> **TASK TO CARRY OUT**
Please quote exactly the opening lines of the data, from the first line to the one where "to the fixed" appears.

== Segment start ==

Issue #2289, opened 2026-09-05
feat(android): add optional private comparison for secure input


AdzeB:
# Add optional native private input comparison for secure fields

Android secure fields can expose masked accessibility text even after a successful
fill. Preserving password, hint, selection and mask metadata improves evidence,
but metadata alone cannot prove the exact value was entered. The existing Android
IME helper commits and clears input; it does not currently provide private
readback/comparison evidence.

## Reproduction and bounded evidence

A disposable API 36 emulator ran a native synthetic EditText fixture and a
diagnostic IME in separate application processes. After public agent-device fill
with synthetic 2468, the secure node reported `password:true` and accessibility
`mask_only` text of length 4. The IME's InputConnection extracted text reported
length 4 and equality true against that fixed synthetic expectation. Filling a
different same-length synthetic value, 1357, produced length 4 and equality false.
The observed extraction had startOffset 0 and partialStartOffset/partialEndOffset
-1. Retrieved text was compared in-process and never printed.

This establishes a narrow native feasibility result on that fixture and device.
It does not establish support for every app, WebView, custom editor, Android
version, or another platform.

The fixture uses `EditText` with `TYPE_CLASS_NUMBER | TYPE_NUMBER_VARIATION_PASSWORD`
and `PasswordTransformationMethod.getInstance()`. The separate diagnostic IME
calls `getCurrentInputConnection().getExtractedText(request, 0)` and compares
`extracted.text` to the fixed synthetic expectation in-process. This is a probe,
not the proposed production protocol: fragment equality alone cannot establish
complete, target-bound field equality.

## Proposed capability

Add an optional private comparison operation through the existing Android IME
helper, returning a structured `match`, `mismatch`, or `unknown` result. Keep raw
field text inside the native helper. This should supplement fill evidence without
making accessibility masks an exact-value assertion.

The operation should require:

- A stable target binding: device/session, app package, editor field identity,
  focused target, and input-connection generation. Bind the expectation and reply
  to a fresh nonce; reject focus or generation changes during capture/comparison.
- Fresh, complete value evidence after the action. Check extraction offsets and
  partial-update markers, and prove completeness within bounded reads. A cursor
  fragment, stale extraction, truncation, or unavailable completeness signal must
  yield unknown, even if a returned fragment matches.
- Bounded read sizes, request duration, and retries. Unsupported/refused/null
  connections, unsupported editors, timeouts, and uncertain ownership return
[...]

PR #2290, opened 2026-09-05
fix(android): preserve editable-field metadata in snapshots

### LINKED ISSUE #2288: feat(android): expose editable-field metadata in structured snapshots
Expose Android editable-field accessibility facts through structured snapshots and `get attrs` so callers can distinguish an unavailable observation from an explicitly reported field state.

At `fa06c8c6e9ad473dbb9b2e2730bc555117ce104d`, the helper omits `isEditable()` and text-selection offsets. It emits `hint-showing` only when true; the host uses that fact for fill verification but drops it, together with `password`, before publishing snapshot nodes. `appendNonEmptyAttribute` also collapses explicitly empty text and unavailable text.

Required behavior:

- Carry native `editable`, `password`, and API-26+ `hintShowing` booleans through XML, parsing, regular/raw snapshot nodes, and `get attrs`. Preserve explicit false; leave unavailable facts absent.
- Carry available nonnegative `selectionStart`/`selectionEnd` accessibility offsets without interpreting them as a character count or proof of value equality.
- Preserve explicit empty accessibility text as `value: ""`; unavailable text remains absent.
- Add no secret-value reads or fill-verification claims. This improves observations; it does not establish exact contents of opaque PIN/password controls.

Completion requires parser-to-snapshot regression coverage for false/zero/empty and unavailable states, native helper compilation, and a live Android fixture capture confirming propagation to `get attrs`.

Related: #2063 was closed by #2066, which adds empty fill and internal hint handling. This is the remaining observation boundary, not another clear-field request. #1832 discusses other missing Android state attributes; this scope does not add checked/checkable/selected/long-clickable semantics.

AdzeB:
## Summary

Android structured snapshots and `get attrs` now preserve native `editable`, `password`, `hintShowing`, and selection offsets, including explicit false/zero, on every response level including the token-cheap digest. Empty accessibility text remains `value: ""`; unavailable facts remain absent. Documentation explains availability and interpretation.

This extends #2066's internal hint handling. Selection offsets are accessibility offsets, independent of `editable` (read-only selectable text exposes them too); they are not character counts or proof of value equality. Exact opaque-value verification remains separate (#2289); no new secret-value reads or fill-verification behavior are introduced.

Closes #2288.

## Changes

- Helper: emits `text` when present (even empty), `editable`, `password`, `hint-showing` (API 26+) always, and each nonnegative `selection-start` / `selection-end` independently; -1 stays absent.
- Parser → raw/regular snapshot nodes carry the five facts; explicit false/zero survive, missing stays `undefined`.
- `get attrs --level digest` keeps the five facts (`SELECTOR_DIGEST_NODE_FIELDS`).
- Docs: new "Android field metadata" section in `snapshots.md`.

## Validation

Head: `e1b7be604154b701cc7f8f5e2e6e678aad1527da` (rebased onto main `4b7c561d1e`).

- `pnpm check:affected --run`: format, lint, typecheck, layering, fallow, build, 741 test files / 5,713 tests passed.
- Regressions: parser-to-snapshot (false/zero/empty, non-editable selectable node, unavailable → absent) and the attrs digest (explicit false/zero/empty kept, unavailable omitted). The digest test is red without the field-list change; the parser tests are red without the parser change.
- `pnpm package:android-snapshot-helper:npm` built the 0.20.11-dev helper (helper unit suite runs inside the build).
- Live on a private Pixel 9 Pro XL API 37 AVD with the rebuilt helper and an isolated state dir, `get attrs --level digest`: the name field after `fill "Grace"` reports `editable: true, password: false, hintShowing: false, selectionStart: 5, selectionEnd: 5`; the `form-title` ViewGroup reports `editable: false, password: false, hintShowing: false` and no selection keys. The text snapshot is unchanged.

The earlier test-isolation commit was dropped: main already mocks `notifyIosRunnerAppRelaunched` and the lifecycle test passes without it; the intermittent pkill leak is tracked in #2314.


thymikee:
Two blocking production-route gaps remain at exact head `a6fa69a8c0cc3dcd83568db20f57fd13936c7eba`:

1. `get attrs --level digest` drops `editable`, `password`, `hintShowing`, `selectionStart`, and `selectionEnd` because `SELECTOR_DIGEST_NODE_FIELDS` in `src/daemon/response-views.ts` omits them. Digest is the supported token-cheap attrs response, so add these semantic fields and a digest-route regression covering explicit false/zero/empty plus omission when unavailable.

2. The helper emits selection offsets only inside `if (node.isEditable())`, but #2288 requires every available nonnegative accessibility offset. Read-only selectable text can expose a valid selection independently of editability. Read and emit each nonnegative offset independently, and add a parser-to-snapshot regression for a non-editable selectable node; negative/unavailable values must remain absent.

The rest of the XML → parser → raw/regular snapshot route looks correct, and the live Android evidence is credible for the unchanged production commit. Final-head CI has not reported yet. Holding `ready-for-human` until these gaps are fixed.

thymikee:
Both gaps are fixed at head `e1b7be604154b701cc7f8f5e2e6e678aad1527da` (branch rebased onto main `4b7c561d1e`, contributor's commit kept as-is, one fix-up commit on top):

1. **Digest route.** `SELECTOR_DIGEST_NODE_FIELDS` in `src/daemon/response-views.ts` now includes `editable`, `password`, `hintShowing`, `selectionStart`, `selectionEnd`. New test in `response-views.test.ts` covers explicit false/zero/empty kept and omission when the node carries none of them; it fails without the field-list change.
2. **Selection offsets.** `AccessibilityTreeXml.java` reads `getTextSelectionStart()` / `getTextSelectionEnd()` outside `isEditable()` and emits each nonnegative offset on its own (`appendNonNegativeAttribute`); -1 stays absent. New parser-to-snapshot test for a non-editable node with `selection-start="2" selection-end="5"`, alongside the existing unavailable → absent case.

Also: the `test(session): isolate runtime prewarm side effect` commit is dropped. On current main the lifecycle test passes without it (main already mocks `notifyIosRunnerAppRelaunched`), and the intermittent pkill leak it was chasing is #2314. The docs paragraph moved out of "Efficient snapshot usage" into its own "Android field metadata" section.

**Validation.** `pnpm check:affected --run` green: format, lint, typecheck, layering, fallow, build, 741 test files / 5,713 tests. Helper rebuilt with `pnpm package:android-snapshot-helper:npm` (its unit suite runs in the build). Live on a private Pixel 9 Pro XL API 37 AVD, rebuilt 0.20.11-dev helper, isolated state dir, `get attrs --level digest --json`:

- `id=field-name` after `fill "Grace"`: `editable: true, password: false, hintShowing: false, selectionStart: 5, selectionEnd: 5`
- `id=form-title` (ViewGroup): `editable: false, password: false, hintShowing: false`, no selection keys

Text snapshot output is unchanged. `--json` / `--raw` grow by the three explicit booleans per node, which is the #2288 contract (explicit false is the signal).

Re-validation gotcha: a `-dev` helper build gets `versionCode: 1`, so an AVD that already carries a release helper (versionCode 200xx) keeps the stale one as "current" and the new fields never appear. `adb uninstall com.callstack.agentdevice.snapshothelper` plus a daemon restart before reading live output.

thymikee:
Sentinel: clean coordinator + independent Terra/high review at e1b7be604154b701cc7f8f5e2e6e678aad1527da. Both previous blockers are resolved: non-editable selection offsets survive helper capture, and get/find digest output preserves the field facts, including false/zero/empty values. Focused regressions target both fixes. Exact-head runnable CI is green, including Android smoke and coverage/integration; the PR records private-Pixel live digest evidence (not independently rerun in this review). Ready for human review/merge; no merge performed.

AdzeB:
@thymikee Thanks

thymikee:
Thank you for contributions! Appreciate it :)

PR #2291, opened 2026-09-05
refactor(contracts): build unavailable runtime facts once

thymikee:
## Summary

`platform-runtime-unavailable.ts` classified all 34 `UnavailablePlatformRuntimeFacts` cells with
one `Object.freeze` call and comment each. Replaced with a key-only `UNAVAILABLE_CELLS` list and
one `mapUnavailableCells` helper shared by both call sites; `freezeUnavailableFacts` now resolves
each cell as `unavailable[cell] ?? unavailable.network`, accepted without a cast because the
optional/required split already says which cells can fall through. The gateway's two hand-written
"every cell is unavailable" maps — already drifted (binding map omitted `readiness`, facts map
didn't) — become one-liners over a new exported `createFullyUnavailablePlatformRuntimeFacts()`.

Before: a `'owner-stated' | 'inherits-network'` policy table restated the type's optionality by
hand, unchecked against it, so a misclassified entry compiled and its cast turned it into
`Object.freeze({ ...undefined })` = `{}` at runtime. After: the fallback reads the type directly,
so that misclassification can't be written.

## Validation

Tested commit: edf38153059586a92fd12c2aee10384815bf25db — `pnpm check:affected --run` green locally (format, lint, typecheck, layering, fallow, build, vitest-related: 306 files / 2067 tests).

- `pnpm vitest run --project unit-core packages/contracts/src/platform-runtime-unavailable.test.ts
  src/platform-runtime-gateway.test.ts`: both green (29 tests).
- `pnpm check:quick` (oxlint + typecheck): clean.
- Seen red once: reverted the `?? unavailable.network` fallback; the new `listApps` assertion
  failed with exactly the `{}` shape above. Restored before committing.
- Folded the duplicated bind/inspect parity test into the fixture test above it; switched
  `toEqual` to `toStrictEqual` (an omitted cell is how the maps could drift and `toEqual` ignores
  `undefined`-valued keys).

## Review notes

- File-size item (contracts file under 300 lines): not met. 319 → 311 lines; recorded as a miss
  rather than forced further.

### DIFF
--- a/packages/contracts/src/platform-runtime-unavailable.test.ts
+++ b/packages/contracts/src/platform-runtime-unavailable.test.ts
@@ -92,6 +92,11 @@ test('generic unavailable binding preserves exact provider ownership and mode', 
     available: false,
     reason: 'unsupported-provider-mode',
   });
+  // `apps` is left unclassified above (an optional cell): it inherits the network gap's reason.
+  assert.deepEqual(binding.facts.operations.listApps, {
+    available: false,
+    reason: 'owner-capability-missing',
+  });
   assert.deepEqual(binding.operations, {});
   await binding[Symbol.asyncDispose]();
 });
--- a/packages/contracts/src/platform-runtime-unavailable.ts
+++ b/packages/contracts/src/platform-runtime-unavailable.ts
@@ -90,52 +90,61 @@ type FrozenUnavailablePlatformRuntimeFacts = Readonly<
 type UnavailableCellKey = keyof Omit<UnavailablePlatformRuntimeFacts, 'lifecycle'>;
 
 /**
- * Whether a cell left unclassified by its owner falls back to the caller's network gap, or must be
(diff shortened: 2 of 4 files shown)


thymikee:
Reviewed exact head `edf38153059586a92fd12c2aee10384815bf25db`: no code findings. The refactor centralizes the full-cell enumeration, preserves typed runtime-fact ownership, and keeps provider-mode behavior fail-closed. The bind/inspect parity assertion covers the former drift seam, and the inherited optional-cell regression fails when the network fallback is removed.

This head is not merge-ready yet: Android Smoke failed at the unrelated fixture assertion `keyboard dismissal should change emulator pixels`; all touched static/unit/integration/coverage, iOS, macOS, and size checks are green. Holding `ready-for-human` until that failed lane is green or authoritatively rerun as an infrastructure flake.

== Segment end ==

> **TASK ANSWER**
Issue #2289, opened 2026-09-05
feat(android): add optional private comparison for secure input


AdzeB:
# Add optional native private input comparison for secure fields

Android secure fields can expose masked accessibility text even after a successful
fill. Preserving password, hint, selection and mask metadata improves evidence,
but metadata alone cannot prove the exact value was entered. The existing Android
IME helper commits and clears input; it does not currently provide private
readback/comparison evidence.

## Reproduction and bounded evidence

A disposable API 36 emulator ran a native synthetic EditText fixture and a
diagnostic IME in separate application processes. After public agent-device fill
with synthetic 2468, the secure node reported `password:true` and accessibility
`mask_only` text of length 4. The IME's InputConnection extracted text reported
length 4 and equality true against that fixed synthetic expectation. Filling a
different same-length synthetic value, 1357, produced length 4 and equality false.
The observed extraction had startOffset 0 and partialStartOffset/partialEndOffset
-1. Retrieved text was compared in-process and never printed.

This establishes a narrow native feasibility result on that fixture and device.
It does not establish support for every app, WebView, custom editor, Android
version, or another platform.

The fixture uses `EditText` with `TYPE_CLASS_NUMBER | TYPE_NUMBER_VARIATION_PASSWORD`
and `PasswordTransformationMethod.getInstance()`. The separate diagnostic IME
calls `getCurrentInputConnection().getExtractedText(request, 0)` and compares
`extracted.text` to the fixed synthetic expectation in-process. This is a probe,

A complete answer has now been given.